天蒙蒙,日未出。淩晨的天總是冷的,沒有一絲暖意。


    蘇扈此刻,雙手顫抖不止,腳下虎頭鎏金戟平躺在地,望眼前,陡峭懸崖高逾千萬丈,白色濃雲滾滾看不清任何事物。


    身經百戰,什麽沒有見過,今日,身後人摧毀了認知。


    身後一人,百無聊賴。天衍城守——燕淩川。


    眨眼間,燕淩川將自己帶到了未知的險極崖邊。


    見蘇扈如此神情,燕淩川徑自走來,俯身坐下,雙腿懸在外麵,拍拍旁邊空地:“來,聊聊。”


    蘇扈呆滯,饒是一軍將領,心中澎湃生生扼止,平息氣息,開口:“你,究竟是何人?”


    燕淩川低著頭,不知在哪折了一根小木枝,輕輕敲打胯間的崖壁,看著並不結實的碎石滾落,落入濃雲不見蹤影,迴道:“你不是知道?”


    蘇扈嘴角抽搐,良久問道:“閣下當我傻?”


    “當然不。”燕淩川玩的興起,興致勃勃,搖頭:“你要是傻,就不會站在這了。”


    語滯,一時無言。


    隻有燕淩川不停用木枝敲打石壁的聲音。不多時,蘇扈邁步走來,緩緩坐在了慕塵灝身旁,腳下懸空,刺激至極。


    燕淩川手裏動作停止,扭頭衝蘇扈呲牙笑著,笑得蘇扈汗毛倒豎,不寒而栗。


    這笑,怎得摻一絲諂媚?


    “咱商量商量。”燕淩川開口。蘇扈額頭黑線布滿,雲裏霧裏,命都在你手上,怎來的商量商量?

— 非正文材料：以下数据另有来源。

PR #5676, opened 2024-03-31
SALTO-5684: Rename the default access policy

shir-reifenberg:
This fixes an issue with deployment of default access policies when it was renamed in one env but not the other

---

every Okta tenant has one default access policy, the default policy has a certain rule in the configuration and therefore cannot be added (only modified in certain properties). The issue occurred during env compare when the default policies have different names across envs. As the elemIDs are different, salto identifies the changes as addition and removal instead of modification. To resolve the issue, we create a constant elemID for the default policy, alias and path remains the same for better UX.

I also had to rename all children rules as the point to the parent policy.

---
_Release Notes_: 
_Okta_adapter_:
- Fix an issue with deployment of default authentication policies in certain cases. To resolve, run next fetch with "regenerate elemIDs"

---
_User Notifications_: 
_Okta_adapter_:
- When running fetch with "regenerate elemIDs", elemID for the default access policy will change

### DIFF
--- a/packages/okta-adapter/src/filters/rename_default_access_policy.ts
+++ b/packages/okta-adapter/src/filters/rename_default_access_policy.ts
@@ -1,0 +1,103 @@
+/*
+ *                      Copyright 2024 Salto Labs Ltd.
+ *
+ * Licensed under the Apache License, Version 2.0 (the "License");
+ * you may not use this file except in compliance with
+ * the License.  You may obtain a copy of the License at
+ *
+ *     http://www.apache.org/licenses/LICENSE-2.0
+ *
+ * Unless required by applicable law or agreed to in writing, software
+ * distributed under the License is distributed on an "AS IS" BASIS,
+ * WITHOUT WARRANTIES OR CONDITIONS OF ANY KIND, either express or implied.
+ * See the License for the specific language governing permissions and
+ * limitations under the License.
+ */
+import _ from 'lodash'
+import {
+  CORE_ANNOTATIONS,
+  ElemIdGetter,
+  InstanceElement,
+  ReferenceExpression,
+  isInstanceElement,
+} from '@salto-io/adapter-api'
+import { getParent, hasValidParent, naclCase } from '@salto-io/adapter-utils'
+import { elements as elementUtils } from '@salto-io/adapter-components'
+import { logger } from '@salto-io/logging'
+import { FilterCreator } from '../filter'
+import { ACCESS_POLICY_RULE_TYPE_NAME, ACCESS_POLICY_TYPE_NAME, OKTA } from '../constants'
+
+const log = logger(module)
+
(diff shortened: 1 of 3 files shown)


packages/okta-adapter/src/filters/rename_default_access_policy.ts
```diff
@@ -0,0 +1,103 @@
...
+ * */
+const filter: FilterCreator = ({ getElemIdFunc }) => ({
+  name: 'renameDefaultAccessPolicy',
+  onFetch: async elements => {
+    const instances = elements.filter(isInstanceElement)
+    const defaultAccessPolicy = instances
+      .filter(instance => instance.elemID.typeName === ACCESS_POLICY_TYPE_NAME)
+      .find(instance => instance.value.system === true)
+    if (defaultAccessPolicy === undefined) {
+      log.debug('The default access policy was not found, skipping renaming')
```
edenhassid, line 61: is this a valid scenario? that there is no default?

packages/okta-adapter/src/filters/rename_default_access_policy.ts
```diff
@@ -0,0 +1,103 @@
...
+
+    const defaultPolicyRules = instances
+      .filter(instance => instance.elemID.typeName === ACCESS_POLICY_RULE_TYPE_NAME)
+      .filter(instance =>
+        hasValidParent(instance)
+          ? getParent(instance).elemID.getFullName() === defaultAccessPolicy.elemID.getFullName()
+          : false,
+      )
+
+    const defaultName = 'Default Policy'
```
edenhassid, line 73: can a non default policy have this name?

packages/okta-adapter/src/filters/rename_default_access_policy.ts
```diff
@@ -0,0 +1,103 @@
...
+    const updatedName = getDefaultAccessPolicyName(defaultName, defaultAccessPolicy, getElemIdFunc)
+    const renamedPolicy = new InstanceElement(
+      updatedName,
+      defaultAccessPolicy.getTypeSync(),
+      defaultAccessPolicy.value,
+      defaultAccessPolicy.path,
+      defaultAccessPolicy.annotations,
```
edenhassid, line 80: wouldn't you want them to also have the same alias?

edenhassid (approved):
LGTM! 🔥 added some small questions, pre-approving :)

packages/okta-adapter/src/filters/rename_default_access_policy.ts
shir-reifenberg: Not really, but it can happen when policies are excluded for example

packages/okta-adapter/src/filters/rename_default_access_policy.ts
shir-reifenberg: technically yes but i think it's very unlikely, do you hav a suggestion ?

    不見蘇扈迴答,燕淩川又扭迴頭,繼續自己手裏的動作,石塊窸窸窣窣,相繼滾落,開口:“我要你撤了征天衍都的大軍。”不等蘇扈質疑,燕淩川繼續道:“但是你,不能離開。”


    蘇扈沉吟:“你要我做什麽?”


    “帳內你的那些話,自然是出自肺腑,你這地方番王麾下將領,定然是做得極苦,不是本意。”燕淩川笑,“我說的可對?”


    聞言,蘇扈僵硬點頭。


    “所以,做筆交易,於你,當真是劃算至極。”


    蘇扈看著燕淩川胯下,掉落速度越來越快的石子,蛛痕蔓延開來,意外的沒有挪動屁股。沉色:“你要我做什麽?”


    “保慕塵灝十個唿吸,直到我來。”燕淩川提出請求。


    言出,蘇扈更加不解:“慕塵灝年紀雖小,實力已是於我無二,用的到我?”


    燕淩川搖頭:“這我肯定是知道,可是,你當才也問了,我究竟是誰。”話落,崖壁一陣晃動,裂痕如蛛網彌漫開來,終是被燕淩川敲打掉大片支撐,難以承受,轟然塌了下去。


    蘇扈失色,這深不見底的懸崖,定是要死無葬身之地,慌忙中幾要起身,看向燕淩川,風輕雲淡,古井無波。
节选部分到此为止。